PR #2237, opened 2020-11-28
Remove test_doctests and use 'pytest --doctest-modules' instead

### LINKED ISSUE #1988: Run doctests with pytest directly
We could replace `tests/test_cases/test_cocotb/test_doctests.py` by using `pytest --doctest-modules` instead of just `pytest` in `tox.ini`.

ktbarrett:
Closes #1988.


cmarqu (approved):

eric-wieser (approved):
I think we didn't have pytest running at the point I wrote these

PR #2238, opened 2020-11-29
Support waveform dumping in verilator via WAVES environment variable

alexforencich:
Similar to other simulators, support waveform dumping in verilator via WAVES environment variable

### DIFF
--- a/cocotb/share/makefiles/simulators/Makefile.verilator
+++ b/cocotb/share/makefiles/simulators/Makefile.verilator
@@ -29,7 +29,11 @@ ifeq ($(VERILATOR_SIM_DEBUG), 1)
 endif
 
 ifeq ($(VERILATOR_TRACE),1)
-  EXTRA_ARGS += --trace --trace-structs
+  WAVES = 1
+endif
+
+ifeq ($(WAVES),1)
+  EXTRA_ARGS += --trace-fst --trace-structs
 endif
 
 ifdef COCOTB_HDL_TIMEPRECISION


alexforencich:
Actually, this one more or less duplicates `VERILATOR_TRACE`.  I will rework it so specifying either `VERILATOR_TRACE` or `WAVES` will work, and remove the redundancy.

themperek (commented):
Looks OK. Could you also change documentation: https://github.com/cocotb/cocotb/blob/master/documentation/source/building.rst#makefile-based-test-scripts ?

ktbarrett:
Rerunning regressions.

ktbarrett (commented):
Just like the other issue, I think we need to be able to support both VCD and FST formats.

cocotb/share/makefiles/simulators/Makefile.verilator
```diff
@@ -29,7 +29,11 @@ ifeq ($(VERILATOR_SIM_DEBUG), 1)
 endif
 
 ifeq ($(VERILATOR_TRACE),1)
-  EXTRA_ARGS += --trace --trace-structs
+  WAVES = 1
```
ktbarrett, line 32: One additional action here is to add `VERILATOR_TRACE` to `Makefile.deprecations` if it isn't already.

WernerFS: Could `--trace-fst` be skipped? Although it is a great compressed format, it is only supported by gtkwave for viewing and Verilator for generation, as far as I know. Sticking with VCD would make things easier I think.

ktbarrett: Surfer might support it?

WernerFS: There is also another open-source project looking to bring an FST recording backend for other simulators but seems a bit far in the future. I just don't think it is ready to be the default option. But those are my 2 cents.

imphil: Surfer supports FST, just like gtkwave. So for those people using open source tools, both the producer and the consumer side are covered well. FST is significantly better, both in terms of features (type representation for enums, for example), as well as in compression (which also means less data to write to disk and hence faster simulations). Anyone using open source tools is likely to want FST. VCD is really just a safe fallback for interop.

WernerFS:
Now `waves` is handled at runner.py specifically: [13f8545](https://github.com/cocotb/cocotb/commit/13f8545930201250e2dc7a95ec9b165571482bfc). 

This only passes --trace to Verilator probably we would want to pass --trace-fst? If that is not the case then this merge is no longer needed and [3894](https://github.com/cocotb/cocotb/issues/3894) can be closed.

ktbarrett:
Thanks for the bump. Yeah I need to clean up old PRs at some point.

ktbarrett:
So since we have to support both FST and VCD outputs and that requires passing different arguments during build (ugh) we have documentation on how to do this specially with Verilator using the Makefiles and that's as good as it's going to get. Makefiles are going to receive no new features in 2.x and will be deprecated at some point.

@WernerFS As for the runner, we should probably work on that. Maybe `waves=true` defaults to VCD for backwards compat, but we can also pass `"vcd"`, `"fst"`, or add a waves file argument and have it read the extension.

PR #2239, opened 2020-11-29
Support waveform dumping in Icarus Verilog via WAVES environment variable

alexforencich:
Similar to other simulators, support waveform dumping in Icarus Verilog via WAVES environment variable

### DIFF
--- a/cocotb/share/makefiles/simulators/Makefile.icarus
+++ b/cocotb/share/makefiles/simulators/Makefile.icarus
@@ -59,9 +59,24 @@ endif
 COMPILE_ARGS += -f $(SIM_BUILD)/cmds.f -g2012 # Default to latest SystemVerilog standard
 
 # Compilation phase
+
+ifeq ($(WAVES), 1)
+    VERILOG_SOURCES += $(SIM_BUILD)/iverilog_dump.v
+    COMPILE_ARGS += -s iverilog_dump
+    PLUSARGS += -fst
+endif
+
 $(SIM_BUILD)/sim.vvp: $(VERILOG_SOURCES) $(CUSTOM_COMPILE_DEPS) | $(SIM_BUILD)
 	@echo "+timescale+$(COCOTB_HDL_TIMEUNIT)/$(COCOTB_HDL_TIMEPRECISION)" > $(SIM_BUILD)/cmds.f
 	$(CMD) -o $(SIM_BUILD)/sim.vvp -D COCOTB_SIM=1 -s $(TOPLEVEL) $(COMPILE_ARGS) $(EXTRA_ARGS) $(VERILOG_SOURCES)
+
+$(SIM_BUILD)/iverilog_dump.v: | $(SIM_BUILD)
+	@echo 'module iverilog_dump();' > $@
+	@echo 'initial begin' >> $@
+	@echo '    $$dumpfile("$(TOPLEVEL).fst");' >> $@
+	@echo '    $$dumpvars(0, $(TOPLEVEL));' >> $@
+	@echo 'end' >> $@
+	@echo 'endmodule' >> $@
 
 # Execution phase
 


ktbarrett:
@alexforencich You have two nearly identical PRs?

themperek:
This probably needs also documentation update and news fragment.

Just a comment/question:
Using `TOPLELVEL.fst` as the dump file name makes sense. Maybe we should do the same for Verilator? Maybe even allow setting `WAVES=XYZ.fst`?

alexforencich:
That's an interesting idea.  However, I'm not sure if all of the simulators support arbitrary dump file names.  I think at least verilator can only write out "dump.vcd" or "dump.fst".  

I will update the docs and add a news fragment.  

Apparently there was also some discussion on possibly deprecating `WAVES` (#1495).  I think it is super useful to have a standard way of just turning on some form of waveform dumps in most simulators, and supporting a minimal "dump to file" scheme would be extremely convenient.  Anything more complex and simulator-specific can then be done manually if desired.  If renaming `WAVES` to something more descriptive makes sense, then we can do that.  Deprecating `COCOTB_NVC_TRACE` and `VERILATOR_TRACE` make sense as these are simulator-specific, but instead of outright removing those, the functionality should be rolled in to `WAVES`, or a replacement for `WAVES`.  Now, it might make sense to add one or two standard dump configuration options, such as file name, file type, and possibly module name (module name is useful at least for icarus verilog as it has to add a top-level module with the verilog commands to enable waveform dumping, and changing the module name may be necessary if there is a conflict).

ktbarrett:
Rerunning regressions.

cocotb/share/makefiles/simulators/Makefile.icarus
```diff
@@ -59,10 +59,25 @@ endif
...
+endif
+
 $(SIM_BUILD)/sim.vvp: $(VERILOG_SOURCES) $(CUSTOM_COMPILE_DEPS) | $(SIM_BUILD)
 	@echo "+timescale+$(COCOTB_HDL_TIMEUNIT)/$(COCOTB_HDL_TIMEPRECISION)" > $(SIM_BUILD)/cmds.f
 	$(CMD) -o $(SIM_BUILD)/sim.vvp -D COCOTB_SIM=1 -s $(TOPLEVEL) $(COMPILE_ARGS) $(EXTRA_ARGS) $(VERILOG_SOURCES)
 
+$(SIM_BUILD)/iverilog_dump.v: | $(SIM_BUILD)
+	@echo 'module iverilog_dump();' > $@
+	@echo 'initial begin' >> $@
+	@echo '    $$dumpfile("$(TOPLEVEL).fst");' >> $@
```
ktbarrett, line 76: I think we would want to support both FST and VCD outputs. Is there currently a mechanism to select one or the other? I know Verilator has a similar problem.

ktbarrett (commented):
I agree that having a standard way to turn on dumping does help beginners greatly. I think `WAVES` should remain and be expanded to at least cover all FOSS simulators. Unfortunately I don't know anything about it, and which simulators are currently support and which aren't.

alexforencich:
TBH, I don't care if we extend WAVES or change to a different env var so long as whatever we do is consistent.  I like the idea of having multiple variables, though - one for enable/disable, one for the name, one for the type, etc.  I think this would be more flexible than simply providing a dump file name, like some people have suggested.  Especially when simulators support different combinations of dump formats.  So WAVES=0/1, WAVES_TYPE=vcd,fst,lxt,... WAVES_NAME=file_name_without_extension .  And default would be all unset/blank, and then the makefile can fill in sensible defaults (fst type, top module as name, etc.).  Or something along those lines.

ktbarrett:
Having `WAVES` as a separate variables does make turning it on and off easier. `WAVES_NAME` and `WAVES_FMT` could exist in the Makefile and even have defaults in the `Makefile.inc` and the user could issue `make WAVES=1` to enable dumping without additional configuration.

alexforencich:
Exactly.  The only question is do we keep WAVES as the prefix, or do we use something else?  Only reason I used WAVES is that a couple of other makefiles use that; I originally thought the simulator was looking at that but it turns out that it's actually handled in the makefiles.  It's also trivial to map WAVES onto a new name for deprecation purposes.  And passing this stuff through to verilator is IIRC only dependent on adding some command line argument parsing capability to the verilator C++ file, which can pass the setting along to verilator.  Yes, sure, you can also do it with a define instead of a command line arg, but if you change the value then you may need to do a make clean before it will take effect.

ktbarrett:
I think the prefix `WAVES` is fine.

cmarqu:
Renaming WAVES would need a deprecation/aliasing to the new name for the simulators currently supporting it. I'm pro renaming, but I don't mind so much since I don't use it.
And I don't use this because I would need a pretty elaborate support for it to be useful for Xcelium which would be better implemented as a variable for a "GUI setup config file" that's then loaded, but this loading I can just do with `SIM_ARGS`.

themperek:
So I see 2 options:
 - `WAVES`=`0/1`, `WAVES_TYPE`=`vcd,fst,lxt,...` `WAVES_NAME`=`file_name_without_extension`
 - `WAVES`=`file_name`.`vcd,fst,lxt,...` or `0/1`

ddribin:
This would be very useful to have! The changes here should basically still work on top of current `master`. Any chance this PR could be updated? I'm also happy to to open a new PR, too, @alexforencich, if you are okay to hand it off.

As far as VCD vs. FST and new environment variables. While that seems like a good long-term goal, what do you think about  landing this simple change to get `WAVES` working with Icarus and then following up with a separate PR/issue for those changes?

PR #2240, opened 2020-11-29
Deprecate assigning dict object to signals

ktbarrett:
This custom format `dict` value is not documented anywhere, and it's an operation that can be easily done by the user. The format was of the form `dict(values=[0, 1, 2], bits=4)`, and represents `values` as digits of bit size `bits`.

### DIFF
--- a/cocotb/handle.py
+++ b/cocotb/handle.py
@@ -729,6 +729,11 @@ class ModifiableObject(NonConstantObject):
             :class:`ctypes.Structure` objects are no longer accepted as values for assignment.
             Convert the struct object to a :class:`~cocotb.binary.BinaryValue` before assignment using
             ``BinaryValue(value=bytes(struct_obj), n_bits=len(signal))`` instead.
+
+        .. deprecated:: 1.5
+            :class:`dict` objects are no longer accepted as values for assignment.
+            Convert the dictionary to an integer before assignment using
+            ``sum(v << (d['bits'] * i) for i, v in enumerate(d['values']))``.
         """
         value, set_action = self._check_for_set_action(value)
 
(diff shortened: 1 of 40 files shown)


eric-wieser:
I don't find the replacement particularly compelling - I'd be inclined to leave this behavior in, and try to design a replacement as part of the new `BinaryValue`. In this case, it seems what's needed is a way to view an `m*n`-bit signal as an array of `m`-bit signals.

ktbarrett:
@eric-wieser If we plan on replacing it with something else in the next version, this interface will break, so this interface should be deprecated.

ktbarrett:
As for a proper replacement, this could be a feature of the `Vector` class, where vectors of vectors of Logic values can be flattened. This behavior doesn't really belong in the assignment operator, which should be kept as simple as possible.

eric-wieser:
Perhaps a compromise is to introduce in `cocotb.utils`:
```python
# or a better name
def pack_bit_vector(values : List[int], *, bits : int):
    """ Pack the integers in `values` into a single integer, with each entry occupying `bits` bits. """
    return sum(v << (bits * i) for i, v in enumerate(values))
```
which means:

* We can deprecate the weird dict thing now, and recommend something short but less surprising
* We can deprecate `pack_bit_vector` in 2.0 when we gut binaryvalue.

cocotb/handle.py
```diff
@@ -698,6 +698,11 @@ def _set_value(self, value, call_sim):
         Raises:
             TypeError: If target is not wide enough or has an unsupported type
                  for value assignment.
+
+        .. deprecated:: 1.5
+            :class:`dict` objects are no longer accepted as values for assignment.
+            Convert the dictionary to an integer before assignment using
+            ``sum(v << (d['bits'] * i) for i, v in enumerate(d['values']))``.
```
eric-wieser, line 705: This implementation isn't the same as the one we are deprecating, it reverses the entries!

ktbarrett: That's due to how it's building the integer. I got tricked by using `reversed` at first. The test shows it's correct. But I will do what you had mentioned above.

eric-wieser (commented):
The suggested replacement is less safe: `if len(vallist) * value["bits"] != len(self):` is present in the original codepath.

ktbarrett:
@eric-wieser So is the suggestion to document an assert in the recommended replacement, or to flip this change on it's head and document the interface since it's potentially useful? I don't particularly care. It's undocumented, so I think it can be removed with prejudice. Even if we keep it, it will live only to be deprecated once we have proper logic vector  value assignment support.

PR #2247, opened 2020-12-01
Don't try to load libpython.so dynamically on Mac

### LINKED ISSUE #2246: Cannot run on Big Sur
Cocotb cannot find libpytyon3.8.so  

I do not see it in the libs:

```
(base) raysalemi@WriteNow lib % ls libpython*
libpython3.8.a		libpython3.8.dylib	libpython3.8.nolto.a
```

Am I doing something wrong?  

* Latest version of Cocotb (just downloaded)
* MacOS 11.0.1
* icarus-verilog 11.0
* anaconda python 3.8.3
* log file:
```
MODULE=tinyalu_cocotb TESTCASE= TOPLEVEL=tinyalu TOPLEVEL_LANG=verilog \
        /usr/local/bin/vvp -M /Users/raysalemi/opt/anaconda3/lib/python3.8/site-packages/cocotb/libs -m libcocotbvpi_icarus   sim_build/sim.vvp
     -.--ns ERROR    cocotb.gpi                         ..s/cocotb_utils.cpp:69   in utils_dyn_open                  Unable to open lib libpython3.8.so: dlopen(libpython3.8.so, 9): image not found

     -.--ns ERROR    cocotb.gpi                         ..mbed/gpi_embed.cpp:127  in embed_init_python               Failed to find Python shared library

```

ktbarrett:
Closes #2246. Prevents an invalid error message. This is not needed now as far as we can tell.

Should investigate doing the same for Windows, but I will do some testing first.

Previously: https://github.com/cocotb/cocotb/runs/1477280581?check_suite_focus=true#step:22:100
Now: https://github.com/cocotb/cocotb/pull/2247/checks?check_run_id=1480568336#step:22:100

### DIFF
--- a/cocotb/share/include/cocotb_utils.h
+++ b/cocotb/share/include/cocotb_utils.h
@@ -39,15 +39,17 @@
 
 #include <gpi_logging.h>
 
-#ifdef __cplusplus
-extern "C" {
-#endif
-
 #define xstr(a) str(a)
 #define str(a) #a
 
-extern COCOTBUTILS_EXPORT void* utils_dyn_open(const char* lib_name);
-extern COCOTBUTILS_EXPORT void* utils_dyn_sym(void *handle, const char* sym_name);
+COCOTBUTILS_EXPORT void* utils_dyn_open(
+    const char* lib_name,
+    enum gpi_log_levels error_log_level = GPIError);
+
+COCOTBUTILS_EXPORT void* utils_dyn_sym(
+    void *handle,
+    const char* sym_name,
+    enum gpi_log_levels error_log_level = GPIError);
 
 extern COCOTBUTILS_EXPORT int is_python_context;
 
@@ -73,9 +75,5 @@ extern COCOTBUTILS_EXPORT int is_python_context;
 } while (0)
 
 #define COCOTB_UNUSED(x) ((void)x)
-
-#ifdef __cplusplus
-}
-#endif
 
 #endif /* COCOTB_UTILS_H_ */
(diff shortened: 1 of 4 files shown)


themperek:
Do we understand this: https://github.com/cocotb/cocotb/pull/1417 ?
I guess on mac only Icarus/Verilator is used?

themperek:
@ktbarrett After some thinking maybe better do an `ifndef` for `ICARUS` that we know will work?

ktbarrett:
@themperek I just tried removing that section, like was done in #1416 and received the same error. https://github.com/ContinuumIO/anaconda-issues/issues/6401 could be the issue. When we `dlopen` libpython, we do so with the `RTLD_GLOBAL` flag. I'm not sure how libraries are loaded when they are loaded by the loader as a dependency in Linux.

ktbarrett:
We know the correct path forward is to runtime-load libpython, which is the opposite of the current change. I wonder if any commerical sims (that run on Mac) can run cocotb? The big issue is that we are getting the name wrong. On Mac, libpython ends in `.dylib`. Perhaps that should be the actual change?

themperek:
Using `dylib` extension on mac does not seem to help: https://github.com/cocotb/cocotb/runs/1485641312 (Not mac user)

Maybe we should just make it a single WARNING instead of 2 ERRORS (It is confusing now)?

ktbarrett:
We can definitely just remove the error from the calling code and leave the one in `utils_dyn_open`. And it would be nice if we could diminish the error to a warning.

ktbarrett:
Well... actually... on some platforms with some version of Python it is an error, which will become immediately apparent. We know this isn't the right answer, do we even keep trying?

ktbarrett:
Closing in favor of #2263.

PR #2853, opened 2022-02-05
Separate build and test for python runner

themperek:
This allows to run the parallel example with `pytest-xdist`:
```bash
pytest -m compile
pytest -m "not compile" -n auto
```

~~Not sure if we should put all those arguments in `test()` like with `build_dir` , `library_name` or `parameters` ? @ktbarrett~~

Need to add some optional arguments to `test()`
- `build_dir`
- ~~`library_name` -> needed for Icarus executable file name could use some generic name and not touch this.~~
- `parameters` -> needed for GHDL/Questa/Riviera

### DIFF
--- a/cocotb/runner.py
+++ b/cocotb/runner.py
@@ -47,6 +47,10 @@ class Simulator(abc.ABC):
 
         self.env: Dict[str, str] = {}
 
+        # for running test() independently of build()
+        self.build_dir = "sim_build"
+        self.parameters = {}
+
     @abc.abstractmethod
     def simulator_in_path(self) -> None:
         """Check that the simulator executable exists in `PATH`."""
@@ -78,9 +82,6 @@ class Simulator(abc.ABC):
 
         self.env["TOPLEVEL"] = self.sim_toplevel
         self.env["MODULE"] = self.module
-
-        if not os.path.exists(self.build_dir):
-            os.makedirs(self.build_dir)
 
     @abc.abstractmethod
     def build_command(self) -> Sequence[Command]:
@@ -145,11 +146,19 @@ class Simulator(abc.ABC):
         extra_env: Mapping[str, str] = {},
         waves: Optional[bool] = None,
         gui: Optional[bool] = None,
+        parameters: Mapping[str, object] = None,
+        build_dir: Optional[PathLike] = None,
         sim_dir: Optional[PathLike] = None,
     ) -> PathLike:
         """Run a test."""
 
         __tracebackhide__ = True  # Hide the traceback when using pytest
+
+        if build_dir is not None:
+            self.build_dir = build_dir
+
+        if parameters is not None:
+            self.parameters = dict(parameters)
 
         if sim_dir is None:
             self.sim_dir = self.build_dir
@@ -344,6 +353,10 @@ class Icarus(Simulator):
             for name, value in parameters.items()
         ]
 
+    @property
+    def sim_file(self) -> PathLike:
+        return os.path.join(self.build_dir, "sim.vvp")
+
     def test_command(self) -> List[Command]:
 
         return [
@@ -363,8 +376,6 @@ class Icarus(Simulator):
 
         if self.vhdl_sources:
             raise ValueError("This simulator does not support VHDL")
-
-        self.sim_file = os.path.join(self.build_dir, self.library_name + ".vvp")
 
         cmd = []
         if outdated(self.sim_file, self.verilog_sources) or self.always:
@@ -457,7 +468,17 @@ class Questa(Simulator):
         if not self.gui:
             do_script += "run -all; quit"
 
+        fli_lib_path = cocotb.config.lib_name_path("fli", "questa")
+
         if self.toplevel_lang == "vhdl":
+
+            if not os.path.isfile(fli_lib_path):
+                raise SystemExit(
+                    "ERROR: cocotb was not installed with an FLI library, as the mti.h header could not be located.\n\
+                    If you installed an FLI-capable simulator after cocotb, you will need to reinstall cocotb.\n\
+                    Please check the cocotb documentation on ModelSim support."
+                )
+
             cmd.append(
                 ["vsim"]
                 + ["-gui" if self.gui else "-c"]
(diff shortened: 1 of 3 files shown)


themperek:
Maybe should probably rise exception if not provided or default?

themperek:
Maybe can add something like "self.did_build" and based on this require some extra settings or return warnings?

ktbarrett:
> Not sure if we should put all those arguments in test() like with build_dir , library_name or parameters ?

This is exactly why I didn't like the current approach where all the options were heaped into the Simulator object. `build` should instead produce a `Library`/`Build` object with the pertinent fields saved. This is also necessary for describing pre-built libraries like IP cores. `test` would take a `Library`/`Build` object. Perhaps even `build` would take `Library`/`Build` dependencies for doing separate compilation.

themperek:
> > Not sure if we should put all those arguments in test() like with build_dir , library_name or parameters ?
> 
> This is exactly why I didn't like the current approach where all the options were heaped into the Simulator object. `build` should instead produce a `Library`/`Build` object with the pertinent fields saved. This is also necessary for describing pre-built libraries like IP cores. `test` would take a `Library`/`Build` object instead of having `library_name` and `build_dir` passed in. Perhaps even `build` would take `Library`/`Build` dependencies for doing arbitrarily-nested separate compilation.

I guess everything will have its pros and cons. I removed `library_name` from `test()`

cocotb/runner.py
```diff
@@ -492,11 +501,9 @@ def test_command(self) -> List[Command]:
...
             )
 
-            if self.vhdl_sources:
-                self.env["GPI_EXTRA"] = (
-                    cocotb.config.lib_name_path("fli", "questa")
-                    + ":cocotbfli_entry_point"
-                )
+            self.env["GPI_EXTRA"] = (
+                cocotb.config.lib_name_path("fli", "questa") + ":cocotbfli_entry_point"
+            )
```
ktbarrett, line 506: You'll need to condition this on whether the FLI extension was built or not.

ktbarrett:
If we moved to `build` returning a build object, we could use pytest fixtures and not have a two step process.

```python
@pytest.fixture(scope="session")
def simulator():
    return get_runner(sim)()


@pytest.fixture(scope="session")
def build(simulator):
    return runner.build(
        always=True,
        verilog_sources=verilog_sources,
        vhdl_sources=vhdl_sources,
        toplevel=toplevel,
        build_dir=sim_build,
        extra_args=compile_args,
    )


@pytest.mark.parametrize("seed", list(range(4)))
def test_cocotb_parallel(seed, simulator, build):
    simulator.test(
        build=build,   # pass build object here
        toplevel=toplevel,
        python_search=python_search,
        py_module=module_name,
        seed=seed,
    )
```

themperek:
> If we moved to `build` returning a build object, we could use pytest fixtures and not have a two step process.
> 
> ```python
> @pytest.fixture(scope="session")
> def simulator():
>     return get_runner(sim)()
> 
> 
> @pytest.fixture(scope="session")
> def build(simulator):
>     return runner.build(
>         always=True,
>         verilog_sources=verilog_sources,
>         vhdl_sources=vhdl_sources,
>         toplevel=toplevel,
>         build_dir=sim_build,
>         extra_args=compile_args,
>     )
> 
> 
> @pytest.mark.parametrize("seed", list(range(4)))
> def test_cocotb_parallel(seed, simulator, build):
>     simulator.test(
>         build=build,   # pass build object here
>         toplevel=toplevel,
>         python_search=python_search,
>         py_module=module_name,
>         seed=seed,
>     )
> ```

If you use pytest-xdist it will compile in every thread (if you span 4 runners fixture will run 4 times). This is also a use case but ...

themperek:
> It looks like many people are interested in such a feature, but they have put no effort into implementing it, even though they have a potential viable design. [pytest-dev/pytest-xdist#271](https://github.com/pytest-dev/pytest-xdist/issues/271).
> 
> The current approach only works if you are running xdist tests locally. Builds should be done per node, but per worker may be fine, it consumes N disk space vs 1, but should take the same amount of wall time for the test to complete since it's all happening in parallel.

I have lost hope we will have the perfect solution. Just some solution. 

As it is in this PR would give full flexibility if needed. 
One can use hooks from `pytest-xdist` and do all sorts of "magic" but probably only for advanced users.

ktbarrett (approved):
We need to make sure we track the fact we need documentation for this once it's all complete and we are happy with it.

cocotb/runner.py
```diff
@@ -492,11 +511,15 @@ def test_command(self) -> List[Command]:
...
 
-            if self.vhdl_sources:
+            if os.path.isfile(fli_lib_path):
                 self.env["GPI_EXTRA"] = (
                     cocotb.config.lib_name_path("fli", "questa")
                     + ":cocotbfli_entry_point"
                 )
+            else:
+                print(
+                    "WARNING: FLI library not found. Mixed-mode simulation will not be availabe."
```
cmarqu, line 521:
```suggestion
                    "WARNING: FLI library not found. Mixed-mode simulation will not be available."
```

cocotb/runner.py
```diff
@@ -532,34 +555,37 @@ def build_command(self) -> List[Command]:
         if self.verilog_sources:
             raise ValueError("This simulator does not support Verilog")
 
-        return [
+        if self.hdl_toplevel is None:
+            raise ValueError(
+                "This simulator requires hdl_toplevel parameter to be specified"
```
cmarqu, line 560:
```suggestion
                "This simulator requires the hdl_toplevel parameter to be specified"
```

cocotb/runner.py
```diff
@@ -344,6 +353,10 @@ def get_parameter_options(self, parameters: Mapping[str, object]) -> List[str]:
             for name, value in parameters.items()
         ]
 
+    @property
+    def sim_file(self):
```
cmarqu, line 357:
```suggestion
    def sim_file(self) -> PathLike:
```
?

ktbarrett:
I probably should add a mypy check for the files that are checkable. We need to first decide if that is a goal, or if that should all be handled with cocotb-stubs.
---------------
— EXERCISE BRIEF —
From the lines above, copy those that contain the word "shown".

— SOLUTION FOR THIS PROBLEM —
(diff shortened: 1 of 40 files shown)
(diff shortened: 1 of 4 files shown)
(diff shortened: 1 of 3 files shown)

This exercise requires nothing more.